Clone it with a utility like Carbon Copy Cloner and then hold down the Option key while booting to choose the external drive.

jerv's avatar

Macs are a little finicky that way. Unlike a PC, you cannot set the boot order to tell it to look at external drives first, so you pretty much have to hold the Option key when you boot up.

It is possible that it would do it automatically if the internal drive had no valid operating system to boot from, but I am not 100% sure that OS X does the same thing that every other OS (including older versions of the Mac’s OS) does.

world_hello's avatar

@jerv- It does boot from it if it can’t find the internal one. It just needs a GUID Partition Table when the drive is formatted.

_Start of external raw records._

Issue #707, opened 2022-01-26
BUG: Reverted deleted nucs are counted as individual private subs in calculations of SNP cluster rule


corneliusroemer:
Private deletion reversions are counted as individual private mutations in the SNP cluster QC rule. 

So if you have a stretch of 9 deletions plus 2 other private muts within a window of 100, you get to 11 private muts, firing a cluster.

Introduced in version 1.13.0 with new private mut handling.

For sequences: EPI_ISL_8610834 EPI_ISL_8898412

Compare v1.13 (web):
![image](https://user-images.githubusercontent.com/25161793/151201764-3bc34a77-56ae-49b0-8ab7-5b7de4aedf8c.png)

And v1.12.0 (web):
![image](https://user-images.githubusercontent.com/25161793/151201812-dab0ea27-00bd-4cf9-83fc-82a4ce682b2d.png)

These are the non-deletion private mutations:
![image](https://user-images.githubusercontent.com/25161793/151201865-a858b589-68ce-4046-92ea-712a573094d9.png)

(Noticed this behaviour in #706, realised it's a bug so opened new issue)

PR #710, opened 2022-01-27
fix: exclude reversions of dels from consideration in "SNP clusters" QC

ivan-aksamentov:
Resolves https://github.com/nextstrain/nextclade/issues/707
Related to https://github.com/nextstrain/nextclade/pull/689

This tries to address the fact that reversions of deletions are now included into "all private mutations" array and so are processed in the "SNP clusters" QC rule.
Because sometimes reversions of deletions can come in large contiguous chunks, these mutations contribute to the cluster counts, making QC scores for some of the sequences worse. This was unexpected.

In order to mitigate this, it was decided in the team chat to exclude reversions of deletions from the consideration in the "SNP clusters" QC rule.

The technical implementation is to remove the intersection of "all private substotutions" and "reversions of deletions" from "all private substitutions". Implemented rather naively, because these arrays are small and don't worth the hassle of using any more advanced algorithms.

We may or may not to reconsider this. One thing to try could be to treat reversions of deletions as ranges. This would require introducing a concept of ranges of substitutions (similar to the currently existing ranges of deletions) or to treat reversions of deletions as insertions. The QC rule then could be adjusted to count these ranges and/or to assign a lower weight. In any case it is substantially more work and potential breaking changes to file formats, compared to just excluding them. And because the "SNP clusters" rule have somewhat less of importance nowadays, it was decided to go the easy path for now and to focus on other, more important issues.

### DIFF
--- a/packages/nextclade/src/qc/ruleSnpClusters.cpp
+++ b/packages/nextclade/src/qc/ruleSnpClusters.cpp
@@ -1,17 +1,32 @@
 #include "ruleSnpClusters.h"
 
+#include <common/safe_vector.h>
 #include <nextclade/nextclade.h>
 
 #include <algorithm>
 #include <deque>
 #include <optional>
-#include <common/safe_vector.h>
 
+#include "../utils/concat.h"
 #include "../utils/safe_cast.h"
 #include "getQcRuleStatus.h"
 
 
 namespace Nextclade {
+  namespace {
+    // A naive way to erase mutations from a vector of mutations, that are present in another vector of mutations
+    safe_vector<NucleotideSubstitutionSimple> eraseIntersection(const safe_vector<NucleotideSubstitutionSimple>& big,
+      const safe_vector<NucleotideSubstitutionSimple>& small) {
+      safe_vector<NucleotideSubstitutionSimple> result;
+      std::copy_if(big.begin(), big.end(), std::back_inserter(result), [&small](const NucleotideSubstitutionSimple& b) {
+        return small.end() == std::find_if(small.cbegin(), small.cend(),
+                                [&b](const NucleotideSubstitutionSimple& s) { return b.pos == s.pos; });
+      });
+      return result;
+    }
+
+  }// namespace
+
   safe_vector<safe_vector<int>> findSnpClusters(                         //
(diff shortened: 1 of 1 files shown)


ivan-aksamentov:
I don't know why it happens, but sometimes I have an urge to write long descriptions for PRs, even for small changes like this one. I should probably focus on something else instead.

packages/nextclade/src/qc/ruleSnpClusters.cpp
```diff
@@ -72,8 +87,13 @@ namespace Nextclade {
       return {};
     }
 
+    // NOTE: we exclude reversions of deletions
+    // See: https://github.com/nextstrain/nextclade/issues/707
+    const auto privateSubstitutions = eraseIntersection(query.privateNucMutations.privateSubstitutions,
+      query.privateNucMutations.reversionsOfDeletions);
+
     // TODO: should we also account for result. privateDeletions here
```
corneliusroemer, line 95: Are private deletions counted towards the SNP cluster rule or not, at the moment? Comment sounds like they're not. If they were, it would have to be as ranges, since otherwise a simple 6nt deletion would make the rule fire.

packages/nextclade/src/qc/ruleSnpClusters.cpp
```diff
@@ -72,8 +87,13 @@ namespace Nextclade {
...
-    const auto snpClusters = findSnpClusters(query.privateNucMutations.privateSubstitutions, config);
+    const auto snpClusters = findSnpClusters(privateSubstitutions, config);
```
corneliusroemer, line 96: Because the changes touch only the `ruleSnpCluster.cpp` file, this should have no impact on anything other than that QC rule within Nextclade, correct?

corneliusroemer (approved):
Tested and works as expected, thanks!

packages/nextclade/src/qc/ruleSnpClusters.cpp
ivan-aksamentov: No, deletions are not counted (and were not counted before)

packages/nextclade/src/qc/ruleSnpClusters.cpp
ivan-aksamentov: Right

Issue #712, opened 2022-01-28
BUG[Visual]: Mutations at beginning and end of mut view are invisible due to insufficient padding


corneliusroemer:
When there are mutations in the first or last 0.1% of the genome (e.g. pos 10 in SC2), they are not as visible as they should be because they crash against the edges of the mutation view.

Padding should be increased to make such mutations properly visible.

Consider for example sequence OU187687 in the example dataset, it has lots of mutations in the range 4-30, but these are hardly visible.
![image](https://user-images.githubusercontent.com/25161793/151594299-dafb5b91-1060-40b0-b16d-5f4c38a561d1.png)

![image](https://user-images.githubusercontent.com/25161793/151594305-9da0e53d-0d16-4207-afc2-01b81b11f3c6.png)

ivan-aksamentov:
I tried to improve it a little in https://github.com/nextstrain/nextclade/pull/713, so that at least one could distinguish single mutations at the positions near 1. 

I am not sure more padding would help. Padding will only squeeze the available space making the mutations overlap more.

However in the particular case on the screenshot, the mutations are packed tightly, and overlap, and also obscured by the gray marker of Ns, which makes them even harder to read.

I cannot think immediately about what can be done further here, but glad to hear ideas.

The #295 is probably the ultimate solution here.

PR #713, opened 2022-01-31
fix: shift sequence views such that centered markers are visible

ivan-aksamentov:
Addresses some of the concerns for https://github.com/nextstrain/nextclade/issues/712

Here I shifted sequence (peptide) view's SVG viewBox 1/2 of nucleotide (aminoacid) width to the right. This allows for the markers close to the begging or end of the view to be visible.

This is required after adjustments made for centering markers in 
https://github.com/nextstrain/nextclade/pull/638 https://github.com/nextstrain/nextclade/pull/644 https://github.com/nextstrain/nextclade/pull/709


rneher (approved):

corneliusroemer (approved):
Looks good

PR #722, opened 2022-02-07
fix: exclude reversions of dels when calculating divergence

ivan-aksamentov:
Followup of #710 

We exclude reversions of deletions from mutations considered when calculating divergence. By convention used in the Nextstrain project.


ivan-aksamentov:
Eeek! The first commit did not actually exclude anything. Fixed in the followup commit.

rneher (approved):

rneher:
looks good.

PR #1201, opened 2022-12-01
show deprecation warning only when required

hiaselhans:
Show the deprecation warning (used in workplane.text) only when the argument is actually used in the function call.


adam-urbanczyk (approved):

jmwright (approved):
Thanks @hiaselhans

PR #1176, opened 2022-10-09
Fix typo

tkoyama010:
Fix a small typo.

PR #1202, opened 2022-12-02
Resolve ezdxf.math.BSpline mypy issue

lorenzncode:
- Fix mypy issue Argument 4 to "BSpline" has incompatible type "Optional[List[float]]"; expected "Iterable[float]"
- Exclude ezdxf version 1.0 until it can be tested


adam-urbanczyk:
This is fixed in master: https://github.com/mozman/ezdxf/blob/f1906eca3ca1211002d89b3990fc08e109c940d4/src/ezdxf/math/bspline.py#L862

I added a workaround in #1176 

Background: https://mypy-lang.blogspot.com/2022/11/mypy-0990-released.html

PR #1207, opened 2022-12-19
Added --pre option to pip install line to make it explicit

jmwright:
Not having this option caused a problem on a Windows install because the `--pre` wasn't assumed by pip when installing from git.


jmwright:
Simple readme fix. Merging.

Other then that crisw nailed it. And you can also go into System Preferences and set the external as the start-up disk. That way you can skip the step of holding down option when you boot. And also keep in mind that booting from the external will be a lot slower.

crisw's avatar

@world_hello

Good point. I had an external 10.6 boot drive on a USB key to use in imaging some of our Macs and it took about 20 minutes to boot up…

Vortico's avatar

You would actually have the best performance if you booted off the internal drive and stored all your files on the external. You can also move all users’ home directories to the external if you go to Settings > Accounts, click the lock, right click on a user, go to Advanced Options, and change the home directory.

rovdog's avatar

@Vortico Great suggestion

If you’re going to have an external there all the time- you might as well boot off your internal drive- it will be faster- and store your data on the external.

It’s actually a pretty smart setup to boot off an internal drive not cluttered with all your data. Make sure your external is a fast drive though with a fast connection since you will be accessing it constantly- and probably one with a good well ventilated enclosure that is quiet. In this situation it’s probably worth it to pay more for a really nice external drive- and store it well- I’ve had externals hooked up semi-permanently and accidentally knocked them off the desk. (And destroyed them!)

The only other downside is since the computer has multiple users will be teaching your brothers as much about the setup as you know. Like make sure they know not to unmount the external etc- or that if they want to go root around in their home directory to pick that drive not the internal.